Material provided »
___
PR #864, opened 2020-05-25
Remove unnecessary allocations in HRN lookup

haraldF:
Remove dozens of needless mallocs and also remove the unneeded static
global object, removing the auto-generated memory barrier.

Since all the data we have is static, use a POD. Also, with only 4
items, a linear search is superior.

Signed-off-by: Harald Fernengel <harald.fernengel@here.com>


haraldF:
Abandoning. It's a micro-optimization that's not worth pursuing.

PR #879, opened 2020-06-02
Replace AuthenticationError class with ApiError

mykhailo-kuchma:
Class AuthenticationError duplicates the ApiError class.
Class is removed, but the alias to ApiError is still present and
deprecated.

Relates-To: OLPEDGE-1027


olp-cpp-sdk-authentication/include/olp/authentication/AuthenticationError.h
```diff
@@ -21,8 +21,9 @@
 
 #include <string>
 
+#include <olp/core/client/ApiError.h>
+
```
andescu, line 25: Remove empty line.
___
What is needed »
Write out each entry again, word for word.

Task output »
PR #864, opened 2020-05-25
Remove unnecessary allocations in HRN lookup

haraldF:
Remove dozens of needless mallocs and also remove the unneeded static
global object, removing the auto-generated memory barrier.

Since all the data we have is static, use a POD. Also, with only 4
items, a linear search is superior.

Signed-off-by: Harald Fernengel <harald.fernengel@here.com>


haraldF:
Abandoning. It's a micro-optimization that's not worth pursuing.

PR #879, opened 2020-06-02
Replace AuthenticationError class with ApiError

mykhailo-kuchma:
Class AuthenticationError duplicates the ApiError class.
Class is removed, but the alias to ApiError is still present and
deprecated.

Relates-To: OLPEDGE-1027


olp-cpp-sdk-authentication/include/olp/authentication/AuthenticationError.h
```diff
@@ -21,8 +21,9 @@
 
 #include <string>
 
+#include <olp/core/client/ApiError.h>
+
```
andescu, line 25: Remove empty line.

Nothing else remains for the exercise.